> **Directions**
Give back all of the records exactly.

::: Excerpted records :::

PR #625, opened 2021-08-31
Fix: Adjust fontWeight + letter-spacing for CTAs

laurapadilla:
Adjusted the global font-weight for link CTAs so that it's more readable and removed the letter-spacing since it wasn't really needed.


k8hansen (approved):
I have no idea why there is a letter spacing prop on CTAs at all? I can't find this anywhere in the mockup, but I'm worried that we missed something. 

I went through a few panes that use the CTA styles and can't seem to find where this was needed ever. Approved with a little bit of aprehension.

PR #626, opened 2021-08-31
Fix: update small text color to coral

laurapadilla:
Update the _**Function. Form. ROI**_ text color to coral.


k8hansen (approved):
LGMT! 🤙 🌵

:::

> **Finished exercise**
PR #625, opened 2021-08-31
Fix: Adjust fontWeight + letter-spacing for CTAs

laurapadilla:
Adjusted the global font-weight for link CTAs so that it's more readable and removed the letter-spacing since it wasn't really needed.


k8hansen (approved):
I have no idea why there is a letter spacing prop on CTAs at all? I can't find this anywhere in the mockup, but I'm worried that we missed something. 

I went through a few panes that use the CTA styles and can't seem to find where this was needed ever. Approved with a little bit of aprehension.

PR #626, opened 2021-08-31
Fix: update small text color to coral

laurapadilla:
Update the _**Function. Form. ROI**_ text color to coral.


k8hansen (approved):
LGMT! 🤙 🌵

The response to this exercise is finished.